§ What the exercise asks:
Whenever a line in the entries includes the word "your", copy that line out.

━━ Data to use

PR #206, opened 2018-01-19
Fix for DefaultTimeGenerator

1ma:
An unrelated fix for an off-by-one error I spotted while studying your code. 16384 is actually the first 15-bit integer and [is out of spec](https://tools.ietf.org/html/rfc4122#section-4.2.2). I've changed the format to hexadecimal to emphasize where the bit width ends.

Also replaced `mt_rand` with `random_int`. Even though the library targets PHP 5.4 it already required `paragonie/random_compat` so it was already available for all versions below 7.0.

### DIFF
--- a/src/Generator/DefaultTimeGenerator.php
+++ b/src/Generator/DefaultTimeGenerator.php
@@ -79,7 +79,7 @@ class DefaultTimeGenerator implements TimeGeneratorInterface
 
         if ($clockSeq === null) {
             // Not using "stable storage"; see RFC 4122, Section 4.2.1.1
-            $clockSeq = mt_rand(0, 0x3fff);
+            $clockSeq = random_int(0, 0x3fff);
         }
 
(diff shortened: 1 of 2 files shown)


ramsey:
The `::class` constant doesn't exist in PHP 5.4, so that build is failing. Can you please update the code accordingly?

ramsey:
Strike that. It appears that test failure is from my own changes in 901c3e540d34ecc7d0761cc3c4667618f70582c1, and I didn't see it because Travis CI was having build problems that day. I'll handle fixing that. :smile:

ramsey:
Oops. I think I rebased the wrong branch or something. Let me try that one more time. Sorry. :smile:

ramsey:
Okay. That's much better. I've rebased your branch against master, since it appeared you were behind by 29 commits or so. Sorry for the noise. The build should pass on Travis CI now.

ramsey:
Thank you for contributing! 🎉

━━━━

§ Exercise result:
An unrelated fix for an off-by-one error I spotted while studying your code. 16384 is actually the first 15-bit integer and [is out of spec](https://tools.ietf.org/html/rfc4122#section-4.2.2). I've changed the format to hexadecimal to emphasize where the bit width ends.
Okay. That's much better. I've rebased your branch against master, since it appeared you were behind by 29 commits or so. Sorry for the noise. The build should pass on Travis CI now.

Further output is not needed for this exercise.